Piezo
Italian-born Luca Mucci spent three years in Bristol, UK, soaking up the local music culture while working at instrument company Modal Electronics as a product specialist. Influenced by early trip-hop and IDM pioneers Aphex Twin and Autechre, his early dancefloor productions were pervaded by elements of breakcore, with particular emphasis on rhythm and percussive sampling. Following releases as Piezo on Idle Hands, Version, Wisdom Teeth and his own Ansia label, Mucci releases his debut full-length on Milan’s Hundebiss. Titled Perdu, the album is an extraordinarily hi-tech blend of dirty lo-fi beats and sub-frequencies, driven by Mucci’s insatiable thirst for complex sound design. A certified Ableton trainer, his production process is a constant trade-off between creativity and technique.

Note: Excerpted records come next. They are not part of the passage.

PR #10574, opened 2020-01-15
Prefer CoordsDirectionDelta on footpath_update_path_wide_flags()

tupaschoal:
I recommend looking at each commit, to see what's best.

- On the first one, I just started using the `CoordsDirectionDelta`
- On the second one, I simplified it into a loop

### DIFF
--- a/src/openrct2/world/Footpath.cpp
+++ b/src/openrct2/world/Footpath.cpp
@@ -1716,24 +1716,23 @@ void footpath_update_path_wide_flags(const CoordsXY& footpathPos)
         // Spanned from 0x00F3EFA8 to 0x00F3EFC7 (8 elements) in the original
         TileElement* pathList[8];
 
-        // TODO: Use DirectionDelta
-        auto pathPos = footpathPos - CoordsXY{ COORDS_XY_STEP, COORDS_XY_STEP };
+        auto pathPos = footpathPos + CoordsDirectionDelta[7];
         pathList[0] = footpath_can_be_wide(pathPos, height);
-        pathPos.y += COORDS_XY_STEP;
+        pathPos += CoordsDirectionDelta[1];
         pathList[1] = footpath_can_be_wide(pathPos, height);
-        pathPos.y += COORDS_XY_STEP;
+        pathPos += CoordsDirectionDelta[1];
         pathList[2] = footpath_can_be_wide(pathPos, height);
-        pathPos.x += COORDS_XY_STEP;
+        pathPos += CoordsDirectionDelta[2];
         pathList[3] = footpath_can_be_wide(pathPos, height);
-        pathPos.x += COORDS_XY_STEP;
+        pathPos += CoordsDirectionDelta[2];
         pathList[4] = footpath_can_be_wide(pathPos, height);
-        pathPos.y -= COORDS_XY_STEP;
+        pathPos += CoordsDirectionDelta[3];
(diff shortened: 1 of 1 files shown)


duncanspumpkin:
I don't think this is quite right. This should be doing a look around every adjacent tile. I would expect the loop to be 1->8 and be: pos = footpathPos + CoordsDirectionDelta[direction]
Then the wide check.
The double addition looks incorrect.

src/openrct2/world/Footpath.cpp
```diff
@@ -1716,24 +1716,17 @@ void footpath_update_path_wide_flags(const CoordsXY& footpathPos)
...
+        Direction direction = 1;
+        int32_t i = 0;
+        while (i < 8)
+        {
+            pathList[i++] = footpath_can_be_wide(pathPos, height);
+            pathPos += CoordsDirectionDelta[direction];
+            pathList[i++] = footpath_can_be_wide(pathPos, height);
+            pathPos += CoordsDirectionDelta[direction];
+            direction = direction_next(direction);
+        }
```
duncanspumpkin: This likely works but we could do it simpler by having direction being 0->7. And the pos being a sum of the base footpathPos plus the Delta at the specified direction. It would be a different layout of the array though. Will need a little think to check if that is an issue.

tupaschoal: For reference, this is what the delta looks like at each position:
```
[0] = {-32, -32}
[1] = {-32, 0}
[2] = {-32, 32}
[3] = {0, 32}
[4] = {32, 32}
[5] = {32, 0}
[6] = {32, -32}
[7] = {0, -32}
```

tupaschoal: Which translates to:
```
[0] = footpathPos + CoordsDirectionDelta[7];
[1] = footpathPos + CoordsDirectionDelta[0];
[2] = footpathPos + CoordsDirectionDelta[4];
[3] = footpathPos + CoordsDirectionDelta[1];
[4] = footpathPos + CoordsDirectionDelta[5];
[5] = footpathPos + CoordsDirectionDelta[2];
[6] = footpathPos + CoordsDirectionDelta[6];
[7] = footpathPos + CoordsDirectionDelta[3];
```

tupaschoal: I've simplified it on the latest commit using the conversions above, please double check @duncanspumpkin .

src/openrct2/world/Footpath.cpp
```diff
@@ -1714,32 +1714,19 @@ void footpath_update_path_wide_flags(const CoordsXY& footpathPos)
...
-        pathPos.y -= COORDS_XY_STEP;
-        pathList[5] = footpath_can_be_wide(pathPos, height);
-        pathPos.y -= COORDS_XY_STEP;
-        pathList[6] = footpath_can_be_wide(pathPos, height);
-        pathPos.x -= COORDS_XY_STEP;
-        pathList[7] = footpath_can_be_wide(pathPos, height);
-        pathPos.y += COORDS_XY_STEP;
+        std::array<TileElement*, 8> pathList;
+
+        auto pathPos = footpathPos + CoordsDirectionDelta[7];
```
duncanspumpkin: This line can now be removed.

Gymnasiast: This is also why the CI fails.

tupaschoal:
Fixed and they all seem good to go now.

PR #10575, opened 2020-01-15
Prepare track piece handling code for more than 256 pieces

Gymnasiast:


src/openrct2/actions/TrackSetBrakeSpeedAction.hpp
```diff
@@ -16,12 +16,12 @@ DEFINE_GAME_ACTION(TrackSetBrakeSpeedAction, GAME_COMMAND_SET_BRAKES_SPEED, Game
 {
 private:
     CoordsXYZ _loc;
-    uint8_t _trackType;
+    track_type_t _trackType;
```
duncanspumpkin: This will break the network version so make sure you increment it.

PR #10576, opened 2020-01-16
Use a game action result for clear at function

duncanspumpkin:
I've been meaning to do this for a while.
The idea is to make it so that the error message args and ground flags are no longer passed around in global variables. Note this does not work at the moment as I need to modify the other callers of `map_obstruction_set_error_text`.

Argh can't believe I finally did what I always tell people not to do and recreated a pull request.

### DIFF
--- a/src/openrct2/actions/WallPlaceAction.hpp
+++ b/src/openrct2/actions/WallPlaceAction.hpp
@@ -279,16 +279,16 @@ public:
         bool wallAcrossTrack = false;
         if (!(GetFlags() & GAME_COMMAND_FLAG_PATH_SCENERY) && !gCheatsDisableClearanceChecks)
         {
-            if (!WallCheckObstruction(wallEntry, targetHeight / 8, clearanceHeight, &wallAcrossTrack))
+            if (auto result = WallCheckObstruction(wallEntry, targetHeight / 8, clearanceHeight, &wallAcrossTrack);
+                result->Error != GA_ERROR::OK)
             {
-                return std::make_unique<WallPlaceActionResult>(
-                    GA_ERROR::NO_CLEARANCE, gGameCommandErrorText, gCommonFormatArgs);
+                return result;
             }
         }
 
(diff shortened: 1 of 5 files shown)


src/openrct2/actions/WallPlaceAction.hpp
```diff
@@ -380,16 +380,16 @@ DEFINE_GAME_ACTION(WallPlaceAction, GAME_COMMAND_PLACE_WALL, WallPlaceActionResu
         bool wallAcrossTrack = false;
         if (!(GetFlags() & GAME_COMMAND_FLAG_PATH_SCENERY) && !gCheatsDisableClearanceChecks)
         {
-            if (!WallCheckObstruction(wallEntry, targetHeight / 8, clearanceHeight, &wallAcrossTrack))
+            if (auto result = WallCheckObstruction(wallEntry, targetHeight / 8, clearanceHeight, &wallAcrossTrack);
```
Gymnasiast: I think it's better not to stuff the assignment into the `if` - it makes for harder-to-read code IMO.

src/openrct2/actions/WallPlaceAction.hpp
```diff
@@ -603,18 +603,16 @@ DEFINE_GAME_ACTION(WallPlaceAction, GAME_COMMAND_PLACE_WALL, WallPlaceActionResu
      *
      *  rct2: 0x006E5C1A
      */
-    bool WallCheckObstruction(rct_scenery_entry * wall, int32_t z0, int32_t z1, bool* wallAcrossTrack) const
+    GameActionResult::Ptr WallCheckObstruction(rct_scenery_entry * wall, int32_t z0, int32_t z1, bool* wallAcrossTrack) const
     {
         int32_t entryType, sequence;
         rct_scenery_entry* entry;
         rct_large_scenery_tile* tile;
-
```
tupaschoal: Seems like unrelated change

PR #10589, opened 2020-01-19
Remove clang-format from Travis

Gymnasiast:
Now clang-format has been moved to Github Actions, remove it from Travis to avoid running it twice.

### DIFF
--- a/.travis.yml
+++ b/.travis.yml
@@ -10,9 +10,9 @@ before_install:
     - if [[ $TRAVIS_OS_NAME == "linux" ]]; then bash scripts/linux/install.sh; export OPENRCT_MAKE_OPTS="-k 10 all openrct2-cli" ; fi
 
 install:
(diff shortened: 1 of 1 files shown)


tupaschoal:
It also looks to be a lot faster on GH Actions

duncanspumpkin:
The best thing about it on GH actions is that it runs first.

tupaschoal:
I also like being able to go directly to the job that failed, instead of having to go to Travis first and then finding out what.

IntelOrca:
@duncanspumpkin I am not sure if GitHub actions actually priorities them, but since all jobs start almost instantly, the format job ends very soon after push.

IntelOrca:
@Gymnasiast looks like you pushed the branch to origin. Not sure if that was intentional but you can remove it now.

Gymnasiast:
@IntelOrca You mean I created the branch on the OpenRCT2 project? That's correct, but that was because I did this edit via the Github editor, which does not allow picking another origin (easily).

Your debut album, Perdu, seems to have a strong identity, but did it take a while to find your sound?
“Thank you for saying my music has a strong identity because it’s something I’ve really struggled with. I actually thought that the music on this album might be too varied or diverse in terms of BPM and style. Some of it contains very clean, digital, bleepy stuff, but there’s also lots of distorted, almost lo-fi tunes. Maybe without realising it, it has an identity, but for me an album cannot have a single style because I always get bored making music and need to keep myself entertained.”
Maybe it’s that the identity is an expression of a side of your personality which goes beyond its stylistic construction?